ACTIVITY ->
Your answer should consist only of the lines below from the one with "id: bumperstep" through the one with "pass here, though.)", copied exactly.

MATERIAL PROVIDED ->
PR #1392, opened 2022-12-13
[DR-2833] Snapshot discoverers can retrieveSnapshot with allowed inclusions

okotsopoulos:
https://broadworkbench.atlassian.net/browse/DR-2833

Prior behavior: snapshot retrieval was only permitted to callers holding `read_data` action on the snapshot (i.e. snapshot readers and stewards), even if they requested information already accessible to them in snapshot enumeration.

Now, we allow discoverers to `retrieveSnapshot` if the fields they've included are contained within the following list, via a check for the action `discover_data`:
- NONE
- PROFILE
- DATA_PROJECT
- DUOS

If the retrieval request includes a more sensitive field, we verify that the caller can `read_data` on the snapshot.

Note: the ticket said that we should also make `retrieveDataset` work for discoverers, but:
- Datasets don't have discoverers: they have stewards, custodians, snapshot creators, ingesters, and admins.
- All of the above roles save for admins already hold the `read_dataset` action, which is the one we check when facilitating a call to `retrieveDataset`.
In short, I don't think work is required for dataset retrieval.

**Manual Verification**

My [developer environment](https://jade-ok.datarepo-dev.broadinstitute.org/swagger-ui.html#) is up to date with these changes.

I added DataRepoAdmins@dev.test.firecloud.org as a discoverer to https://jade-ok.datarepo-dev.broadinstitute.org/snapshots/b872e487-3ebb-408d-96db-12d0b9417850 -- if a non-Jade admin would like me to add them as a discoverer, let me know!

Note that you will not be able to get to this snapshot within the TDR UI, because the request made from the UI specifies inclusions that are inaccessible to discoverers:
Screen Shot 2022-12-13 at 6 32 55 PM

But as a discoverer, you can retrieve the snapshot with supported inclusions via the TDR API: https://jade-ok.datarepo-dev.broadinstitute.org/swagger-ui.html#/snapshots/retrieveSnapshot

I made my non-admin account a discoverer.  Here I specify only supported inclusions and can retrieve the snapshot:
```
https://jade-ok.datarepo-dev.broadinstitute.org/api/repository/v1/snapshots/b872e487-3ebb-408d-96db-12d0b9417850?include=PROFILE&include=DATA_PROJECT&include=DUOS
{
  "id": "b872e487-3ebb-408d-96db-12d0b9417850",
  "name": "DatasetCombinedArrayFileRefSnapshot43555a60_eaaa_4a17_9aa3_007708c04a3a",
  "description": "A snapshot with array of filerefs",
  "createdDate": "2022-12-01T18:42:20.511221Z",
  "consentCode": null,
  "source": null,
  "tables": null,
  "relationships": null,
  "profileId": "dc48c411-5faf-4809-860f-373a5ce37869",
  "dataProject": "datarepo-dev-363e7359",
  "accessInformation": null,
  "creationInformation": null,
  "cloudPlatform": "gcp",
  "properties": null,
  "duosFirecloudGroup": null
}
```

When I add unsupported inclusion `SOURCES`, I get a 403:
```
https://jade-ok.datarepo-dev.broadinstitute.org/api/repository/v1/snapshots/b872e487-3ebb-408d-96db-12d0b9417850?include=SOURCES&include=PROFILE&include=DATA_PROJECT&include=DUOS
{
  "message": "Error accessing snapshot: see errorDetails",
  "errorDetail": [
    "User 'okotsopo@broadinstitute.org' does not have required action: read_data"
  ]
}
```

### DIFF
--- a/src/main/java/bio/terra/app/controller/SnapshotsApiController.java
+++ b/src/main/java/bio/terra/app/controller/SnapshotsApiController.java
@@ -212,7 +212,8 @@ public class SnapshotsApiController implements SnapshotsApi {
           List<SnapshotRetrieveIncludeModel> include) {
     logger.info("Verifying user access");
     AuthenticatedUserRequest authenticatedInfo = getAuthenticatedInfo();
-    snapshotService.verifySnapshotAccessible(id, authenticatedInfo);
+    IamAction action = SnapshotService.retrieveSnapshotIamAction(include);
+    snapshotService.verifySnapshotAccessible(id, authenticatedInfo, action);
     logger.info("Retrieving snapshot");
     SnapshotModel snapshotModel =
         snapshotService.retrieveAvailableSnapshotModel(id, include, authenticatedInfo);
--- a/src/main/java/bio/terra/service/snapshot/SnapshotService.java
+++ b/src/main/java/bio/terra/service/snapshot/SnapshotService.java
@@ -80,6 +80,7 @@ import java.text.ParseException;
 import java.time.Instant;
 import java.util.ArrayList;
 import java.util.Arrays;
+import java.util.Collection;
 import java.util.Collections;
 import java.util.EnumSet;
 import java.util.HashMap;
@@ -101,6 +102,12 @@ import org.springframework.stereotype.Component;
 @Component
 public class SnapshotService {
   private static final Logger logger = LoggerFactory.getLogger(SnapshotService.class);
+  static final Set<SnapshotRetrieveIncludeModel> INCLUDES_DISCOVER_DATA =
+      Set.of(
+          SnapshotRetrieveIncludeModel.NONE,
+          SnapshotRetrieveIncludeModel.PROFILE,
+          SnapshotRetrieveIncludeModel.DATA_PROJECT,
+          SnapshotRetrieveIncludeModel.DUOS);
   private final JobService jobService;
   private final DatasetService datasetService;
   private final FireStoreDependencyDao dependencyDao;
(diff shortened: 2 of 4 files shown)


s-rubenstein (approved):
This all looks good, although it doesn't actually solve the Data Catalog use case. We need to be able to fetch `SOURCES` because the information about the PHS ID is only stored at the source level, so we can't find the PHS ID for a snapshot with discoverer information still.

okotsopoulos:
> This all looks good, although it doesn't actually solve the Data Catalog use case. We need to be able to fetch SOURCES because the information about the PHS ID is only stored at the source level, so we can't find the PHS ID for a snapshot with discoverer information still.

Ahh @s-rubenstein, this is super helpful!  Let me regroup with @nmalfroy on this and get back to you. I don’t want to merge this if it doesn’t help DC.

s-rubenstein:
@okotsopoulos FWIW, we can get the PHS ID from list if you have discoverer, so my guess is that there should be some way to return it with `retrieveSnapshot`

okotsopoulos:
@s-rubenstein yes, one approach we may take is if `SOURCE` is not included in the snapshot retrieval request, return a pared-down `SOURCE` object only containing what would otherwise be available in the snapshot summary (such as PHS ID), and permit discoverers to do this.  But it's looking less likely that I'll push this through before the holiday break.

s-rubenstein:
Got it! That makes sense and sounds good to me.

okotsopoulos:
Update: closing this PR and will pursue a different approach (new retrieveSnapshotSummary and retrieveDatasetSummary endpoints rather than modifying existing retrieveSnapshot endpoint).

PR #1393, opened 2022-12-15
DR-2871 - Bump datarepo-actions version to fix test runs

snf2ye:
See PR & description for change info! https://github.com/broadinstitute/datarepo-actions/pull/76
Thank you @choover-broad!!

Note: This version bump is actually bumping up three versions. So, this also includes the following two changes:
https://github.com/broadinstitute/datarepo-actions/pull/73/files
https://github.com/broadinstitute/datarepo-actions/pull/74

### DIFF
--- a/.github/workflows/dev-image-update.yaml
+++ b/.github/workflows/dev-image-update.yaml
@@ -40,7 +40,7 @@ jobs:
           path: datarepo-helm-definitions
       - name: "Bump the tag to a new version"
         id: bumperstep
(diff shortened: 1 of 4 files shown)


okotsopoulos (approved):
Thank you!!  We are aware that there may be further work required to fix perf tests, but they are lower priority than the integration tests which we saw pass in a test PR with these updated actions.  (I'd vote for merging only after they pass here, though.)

--

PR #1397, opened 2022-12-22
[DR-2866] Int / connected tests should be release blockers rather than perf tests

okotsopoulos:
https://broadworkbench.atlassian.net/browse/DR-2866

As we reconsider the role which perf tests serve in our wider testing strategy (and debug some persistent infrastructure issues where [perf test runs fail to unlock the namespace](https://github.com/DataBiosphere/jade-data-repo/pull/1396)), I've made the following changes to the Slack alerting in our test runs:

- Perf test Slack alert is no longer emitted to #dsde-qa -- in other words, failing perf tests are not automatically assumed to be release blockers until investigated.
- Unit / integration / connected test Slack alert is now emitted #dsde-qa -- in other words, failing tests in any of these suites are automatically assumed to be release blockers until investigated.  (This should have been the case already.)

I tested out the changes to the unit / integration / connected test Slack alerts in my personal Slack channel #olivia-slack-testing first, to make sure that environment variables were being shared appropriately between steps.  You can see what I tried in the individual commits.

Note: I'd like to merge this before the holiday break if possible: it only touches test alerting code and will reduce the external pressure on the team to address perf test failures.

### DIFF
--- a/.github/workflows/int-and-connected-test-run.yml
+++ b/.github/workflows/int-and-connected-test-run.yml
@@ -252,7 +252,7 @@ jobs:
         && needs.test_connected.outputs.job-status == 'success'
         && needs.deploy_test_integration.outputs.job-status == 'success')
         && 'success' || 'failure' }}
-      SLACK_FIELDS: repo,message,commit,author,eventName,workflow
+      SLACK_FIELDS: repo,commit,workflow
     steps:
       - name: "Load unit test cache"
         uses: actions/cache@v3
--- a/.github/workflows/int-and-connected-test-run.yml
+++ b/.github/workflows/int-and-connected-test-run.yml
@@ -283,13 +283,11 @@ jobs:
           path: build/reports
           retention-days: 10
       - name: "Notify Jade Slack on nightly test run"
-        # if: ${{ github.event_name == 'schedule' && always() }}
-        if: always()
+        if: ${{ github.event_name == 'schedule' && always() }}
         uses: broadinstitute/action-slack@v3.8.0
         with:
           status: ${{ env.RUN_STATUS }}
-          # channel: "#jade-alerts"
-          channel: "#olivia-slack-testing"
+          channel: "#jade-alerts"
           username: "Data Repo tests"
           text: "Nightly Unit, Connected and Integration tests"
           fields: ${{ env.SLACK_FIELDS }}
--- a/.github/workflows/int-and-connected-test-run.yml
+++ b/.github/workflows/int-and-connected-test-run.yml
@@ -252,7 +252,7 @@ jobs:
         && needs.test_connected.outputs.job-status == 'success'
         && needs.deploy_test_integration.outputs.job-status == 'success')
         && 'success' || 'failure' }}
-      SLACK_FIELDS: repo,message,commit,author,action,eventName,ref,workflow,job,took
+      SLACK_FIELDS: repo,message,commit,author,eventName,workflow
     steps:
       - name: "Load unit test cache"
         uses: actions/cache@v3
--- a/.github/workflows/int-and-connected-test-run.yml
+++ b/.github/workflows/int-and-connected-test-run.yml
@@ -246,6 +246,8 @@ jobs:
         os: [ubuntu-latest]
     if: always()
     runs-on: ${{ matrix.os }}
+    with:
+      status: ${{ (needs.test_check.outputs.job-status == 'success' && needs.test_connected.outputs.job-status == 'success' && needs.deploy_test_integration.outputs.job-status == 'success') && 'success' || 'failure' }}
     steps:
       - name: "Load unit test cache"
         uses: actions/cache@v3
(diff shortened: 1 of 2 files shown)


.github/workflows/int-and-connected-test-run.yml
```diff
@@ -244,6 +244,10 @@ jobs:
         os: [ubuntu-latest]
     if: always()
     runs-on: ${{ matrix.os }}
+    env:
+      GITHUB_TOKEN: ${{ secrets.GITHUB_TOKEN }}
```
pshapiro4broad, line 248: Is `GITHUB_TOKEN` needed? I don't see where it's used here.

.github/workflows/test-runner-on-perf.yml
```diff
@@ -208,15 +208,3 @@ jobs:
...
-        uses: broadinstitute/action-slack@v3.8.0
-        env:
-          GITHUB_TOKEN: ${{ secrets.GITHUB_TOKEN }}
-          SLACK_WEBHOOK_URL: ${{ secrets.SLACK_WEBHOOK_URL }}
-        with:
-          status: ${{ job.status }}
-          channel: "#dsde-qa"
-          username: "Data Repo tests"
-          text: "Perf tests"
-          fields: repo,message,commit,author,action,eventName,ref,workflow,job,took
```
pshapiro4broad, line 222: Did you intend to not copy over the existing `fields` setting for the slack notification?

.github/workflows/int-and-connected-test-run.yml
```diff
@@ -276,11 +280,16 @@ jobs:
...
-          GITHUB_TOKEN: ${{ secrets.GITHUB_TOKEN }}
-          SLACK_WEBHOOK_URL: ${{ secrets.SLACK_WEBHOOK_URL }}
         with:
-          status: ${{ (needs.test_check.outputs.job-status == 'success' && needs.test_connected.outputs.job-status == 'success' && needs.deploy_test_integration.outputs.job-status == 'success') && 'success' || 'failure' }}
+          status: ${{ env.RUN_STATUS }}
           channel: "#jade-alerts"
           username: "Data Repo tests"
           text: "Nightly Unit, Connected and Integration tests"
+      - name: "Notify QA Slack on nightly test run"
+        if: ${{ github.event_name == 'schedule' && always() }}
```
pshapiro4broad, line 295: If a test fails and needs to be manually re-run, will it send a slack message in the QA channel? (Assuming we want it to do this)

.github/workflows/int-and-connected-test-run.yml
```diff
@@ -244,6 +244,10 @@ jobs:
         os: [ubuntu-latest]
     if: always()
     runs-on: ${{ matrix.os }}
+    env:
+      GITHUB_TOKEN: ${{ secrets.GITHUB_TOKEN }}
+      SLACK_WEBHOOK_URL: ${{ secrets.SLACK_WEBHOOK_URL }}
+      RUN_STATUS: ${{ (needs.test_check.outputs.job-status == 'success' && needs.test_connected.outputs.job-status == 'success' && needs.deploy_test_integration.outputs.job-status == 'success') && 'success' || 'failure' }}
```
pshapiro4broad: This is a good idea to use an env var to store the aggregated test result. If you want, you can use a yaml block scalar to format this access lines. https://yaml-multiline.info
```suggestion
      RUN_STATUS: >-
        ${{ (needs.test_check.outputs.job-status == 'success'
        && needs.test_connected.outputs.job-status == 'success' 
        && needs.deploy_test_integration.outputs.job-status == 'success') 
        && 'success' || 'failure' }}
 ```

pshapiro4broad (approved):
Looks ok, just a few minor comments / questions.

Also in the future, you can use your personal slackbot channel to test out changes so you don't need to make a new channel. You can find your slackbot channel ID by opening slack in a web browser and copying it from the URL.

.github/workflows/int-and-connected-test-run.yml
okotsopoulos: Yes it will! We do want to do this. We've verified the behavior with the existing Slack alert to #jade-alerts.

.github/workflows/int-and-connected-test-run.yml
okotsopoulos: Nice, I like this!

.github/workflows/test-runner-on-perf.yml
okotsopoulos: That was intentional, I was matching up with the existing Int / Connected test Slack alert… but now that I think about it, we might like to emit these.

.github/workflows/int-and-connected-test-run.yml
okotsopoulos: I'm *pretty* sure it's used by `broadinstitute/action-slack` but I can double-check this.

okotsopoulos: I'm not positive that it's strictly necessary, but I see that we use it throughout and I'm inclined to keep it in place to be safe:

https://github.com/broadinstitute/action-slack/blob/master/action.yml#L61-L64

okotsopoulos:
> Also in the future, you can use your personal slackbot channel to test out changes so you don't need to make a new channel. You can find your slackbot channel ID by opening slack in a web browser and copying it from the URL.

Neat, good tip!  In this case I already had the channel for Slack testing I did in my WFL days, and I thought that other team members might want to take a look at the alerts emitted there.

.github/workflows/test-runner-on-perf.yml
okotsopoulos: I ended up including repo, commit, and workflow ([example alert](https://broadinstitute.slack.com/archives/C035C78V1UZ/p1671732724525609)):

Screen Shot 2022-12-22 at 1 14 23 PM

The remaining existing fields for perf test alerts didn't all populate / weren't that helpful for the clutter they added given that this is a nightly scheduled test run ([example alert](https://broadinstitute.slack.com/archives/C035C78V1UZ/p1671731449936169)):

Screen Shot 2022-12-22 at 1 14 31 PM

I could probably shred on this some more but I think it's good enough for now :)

TASK SOLUTION ->
         id: bumperstep
(diff shortened: 1 of 4 files shown)


okotsopoulos (approved):
Thank you!!  We are aware that there may be further work required to fix perf tests, but they are lower priority than the integration tests which we saw pass in a test PR with these updated actions.  (I'd vote for merging only after they pass here, though.)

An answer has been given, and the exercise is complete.